Feed is $12 a bag and hay is $6 so I need to know an average using up time.

I am looking to get an in milk Nigerian Dwarf Dairy Goat with hopefully two doelings at side and will be milking her and feeding them. The pen will be 40 ft by 15ft and is just about pure sand so other than the palmettos all feed will come from me.

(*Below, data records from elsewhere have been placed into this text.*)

PR #1015, opened 2023-11-01
Add perl-Digest-SHA1 to unwanted Perl packages

michal-josef-spacek:
We have perl-Digest-SHA, which owns SHA1 algorithm


yselkowitz:
Please note that perl-Digest-SHA1 is a runtime dependency of perl-Net-SNMP (a transitive dependency of mrtg) and a development dependency of spamassassin.  These dependents will need to be fixed in order for perl-Digest-SHA1 to be removed from ELN.

michal-josef-spacek:
@yselkowitz I am working on the fix in perl-Net-SNMP actually

yselkowitz (changes requested):
This config currently covers both c9s and eln.  If SHA1 is in RHEL9 then it cannot be removed, and split configs will be needed for each of c9s and eln.

michal-josef-spacek:
@yselkowitz Ah good point. I created copy. And remove perl-Socket6 and perl-IO-Socket-INET6 from c9s (previous commit).

yselkowitz (approved):

PR #1016, opened 2023-11-01
Add exfatprogs

preichl:
exfatprogs was newly added to RHEL-9, no idea why it is not supposed to be part of RHEL-10


yselkowitz:
exfatprogs was being pulled in as a dependency of udisks2, but that dependency [was softened recently](https://src.fedoraproject.org/rpms/udisks2/c/92fceb0c5dabd8f7845a1648d3e5ff3140e16edc?branch=rawhide), which caused it to fall off of Content Resolver.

So, how long does a bag of feed and a bale of hay last???


----------



## LomahAcres (Jan 21, 2007)

Go by weight. For grain - My Kinders will eat 2-3 lbs a day when in milk and giving me 6#'s of milk. Kids only get up to 3/4-1 lb a day, but they're not usually ready for that much until 4-6 months of age. For Alfalfa - my mini does will eat about the same 2-3 lbs a day. The kids may eat 1-2 lbs - but again, they're not really eating it until order. With a Nigie, you may go through less as they are more dairy and a little bit smaller. So if you're getting a 50# bag of grain and a 60# bale of hay, they should last 2-3 weeks?


----------



## copperpennykids (Sep 6, 2004)

You should really ask the breeder that you are buying the goats from.

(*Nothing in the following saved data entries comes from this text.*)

PR #1019, opened 2023-11-02
Move Thunderbird and Firefox from ELN to ELN Extras

tpopela:
We're using different packaging in RHEL (and in RHEL 10 those will be shipped as Flatpaks only) than in Fedora so the dependencies are not the same and the ELN is being "polluted" by packages that won't be needed in RHEL at all. On the other hand we're still interested in knowing how Thundebird and Firefox comply with all the ELN specific changes (extra hardening flags, ..) so ELN Extras is better place for these.

### DIFF
--- a/configs/sst_desktop_applications-firefox.yaml
+++ b/configs/sst_desktop_applications-firefox.yaml
@@ -9,5 +9,10 @@ data:
   - firefox
 
   labels:
-  - eln
-  - c9s
+  # This package is only in ELN Extras because in RHEL we're using a different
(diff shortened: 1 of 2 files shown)


tpopela:
@sgallagher once this is merged, then you can remove Firefox and Thunderbird from the distrobaker config to not sync them into c10s.

sgallagher (approved):

sgallagher:
Related: https://pagure.io/pungi-fedora/pull-request/1219

PR #1020, opened 2023-11-03
bootc: Add composefs to c10s/eln

cgwalters:
ostree and podman are going to centralize on this as a key underlying technology.

### DIFF
--- a/configs/sst_bootc-eln.yaml
+++ b/configs/sst_bootc-eln.yaml
@@ -8,6 +8,7 @@ data:
 
   packages:
   - bootc
+  - composefs
 
   labels:
   - c10s


giuseppe (approved):
LGTM

cgwalters:
OK so a month later...composefs still isn't in ELN, I guess because it may be the prepopulate.json hasn't been updated?

But there's a lot of other PRs here that aren't updating the prepopulate?

cgwalters:
In the meantime, I tried to bypass this by just building composefs in copr for ELN.  However *that* also breaks because apparently copr can't find `go-md2man` because it isn't in ELN?  Or I guess really it's only in a special "buildroot only" set of things?  The pain level here is really really high...

cgwalters:
Ahhh wow I see now, podman was sufficiently burned by this that it just vendors its own copy of go-md2man and builds it at build time.

Wait ok but netavark also uses go-md2man and the [copr build is somehow finding it](https://download.copr.fedorainfracloud.org/results/rhcontainerbot/podman-next/fedora-eln-x86_64/06726861-netavark/builder-live.log.gz)...perhaps there is some special flag to enable the special "ELN build only repos"?

cgwalters:
Update: apparently the secret sauce here is to click the "edit" button on each individual arch repo and copy/paste the URL to the build repo.

(Why copr doesn't have a handy high level opt-in "enable distribution buildroot" or something, dunno...or even better some variant of that that can be opted-into declaratively)

PR #1025, opened 2023-11-21
Remove Initial Setup and anaconda-user-help packages from RHEL-10

jkonecny12:
See reasoning in commits.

They should have a pretty good idea of their feed consumption, and how much milk they are giving too. 

We always figure 1 ton of hay/goat when laying in our hay supply. This covers our doe, and all of her kids, plus a little left over at the end of the year. Oh, and we are feeding high production Saanens (average 1 1/2 gallons/day). If you can buy your hay by the ton, you will come out much better on price, not to mention less hauling etc for you.


----------



## okgoatgal2 (May 28, 2002)

"average" about 1.5-2 lb feed per day for a nigerian dwarf in milk. the kids, 1/2 lb after weaning per day until they are grown and in milk. give or take 1/4 to 1/2 lb depending on the goat, of course. grain. 

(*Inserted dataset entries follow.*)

PR #1027, opened 2023-11-27
Remove `numad` and `pinfo` from ELN

lzaoral:
The plan is to provide these packages in EPEL 10 instead.

\cc @lnykryn

### DIFF
--- a/configs/sst_cs_plumbers-unwanted.yaml
+++ b/configs/sst_cs_plumbers-unwanted.yaml
@@ -25,6 +25,7 @@ data:
   - libtar-devel
   - network-scripts
   - numad
+  - pinfo
   - python3-bottle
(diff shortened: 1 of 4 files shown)


configs/sst_cs_plumbers-unwanted.yaml
```diff
@@ -24,6 +24,7 @@ data:
   - libtar
   - libtar-devel
   - network-scripts
+  - numad
```
yselkowitz, line 27: Do you want to mark pinfo as explicitly unwanted here as well?

lzaoral: Addressed in 5fc82686e6b4e1d0f001a03136c80315a319badf.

hay: 1 square bale lasts me about 4 days feeding 3 full grown alpines, 2 full grown nubians, and a nigerian. when it's really cold they eat more. give or take a couple flakes, depending on the bale, of course. 

so helpful, i am, huh?

ask the breeder you are getting them from. he/she will be the best source for that type of info.


----------



## chamoisee (May 15, 2005)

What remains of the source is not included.